For b, it might be required something else, like a v0.9 and c v3.1:

/superproject  [branch-b, HEAD]  <-- branch for 'b' project
    /a         [v0.9]   <-- older version than 'a'
    /b         [master] <-- new commits go here
    /c         [v3.1]   <-- newer version than 'a'

This becomes even more complex and complicated when implementing common git workflows involving feature branches, hotfix branches, release branches, etc. I was advised to (and advised against) using git-submodules, git-subtree, google's git-repo, git-slave, etc.

How can I manage continuous integration for such a complex project?

EDIT

The real question is how to run tests without having to mock all other dependent projects? Especially when all projects might use different versions. Trigger Jenkins tests after commits in git submodules


Solution

  • For working with multiple branches in parallel, use paralleled clones if possible. cd is an awful lot easier than checkout and clean and check-for-stale-detritus and recreate-caches every time you want to switch.


    So far as recording your test environments goes, what you're describing is exactly what submodules do, in every detail. For something this simple, I'm going to recommend setting yourself up without using the submodule command at all, and telling it about your setup once you're comfortable and the top item on your submodule-issues list is keystroke count.

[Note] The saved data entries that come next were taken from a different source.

PR #718, opened 2024-11-19
Steps: add vertical steps support

Dhalion:
Adds dynamic class to support vertical steps


robsontenorio:
Thanks for this!

robsontenorio:
Yes, this works. But unfortunately there is a problem about layout consistency: there are many places to put the "step content", that we can not implement  it automatically . In contrast of  horizontal  approach the content goes bellows the steps.

robsontenorio:
Ok, now I got it. The best solution in here is to use the Timeline component instead.

PR #726, opened 2024-11-24
Input: Easier label styling

v-stamenova:
Allows for easier customisation of the label (both inline and standard)


robsontenorio:
Thanks for this!

robsontenorio:
@v-stamenova Unfortunately this will cause a issue, because you put two `@class()` on same component. That means this ...

```
<x-input class="bg-red-500" />
```

... will apply `bg-red-500` at all `@class()` inside the component.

    Starting from the setup in your question, here's how you set yourself up to record clean builds in the subprojects:

    cd $superproject
    git init .
    git add a b c etc
    git commit -m "recording test state for $thistest"
    

    That's it. You've committed a list of commit id's, i.e. the id's of the currently-checked-out commits in each of those repos. The actual content is in those repos, not this one, but that's the entire difference between files and submodules so far as git's concerned. The .gitmodules file has random notes to help cloners, mainly a suggested repo that's supposed to contain the necessary commits, and random notes for command defaults, but what it's doing is easy and obvious.

    Want to check out the right commit at path foo?

    (commit=`git rev-parse :foo`; cd foo; git checkout $commit)
    

    The rev-parse fetches the content id for foo from the index, the cd and checkout do that.

    Here's how you find all your submodules and what should be checked out there to recreate the staged aka indexed environment:

    git ls-files -s | grep ^16
    

    Check what your current index lists for a submodule and what's actually checked out there:

    echo $(git rev-parse :$submodule; (cd $submodule; git rev-parse HEAD))
    

    and there you go. Check out the right commits in all your submodules?

    git ls-files -s | grep ^16 | while read mode commit stage path; do
            (cd "$path"; git checkout $commit)
    done
    

    Sometimes you're carrying local patches you want applied to every checkout:

    git ls-files -s | grep ^16 | while read mode commit stage path; do
            (cd $path; git rebase $commit)
    done
    

    and so forth. There's git submodule commands for these, but they're not doing anything you don't see above. Same for all the rest, you can translate everything they do into near-oneliners like the ones above.

    There's nothing mysterious about submodules.


    Continuous integration is generally done with any of a whole lot of tools, I'll leave that for someone else to address.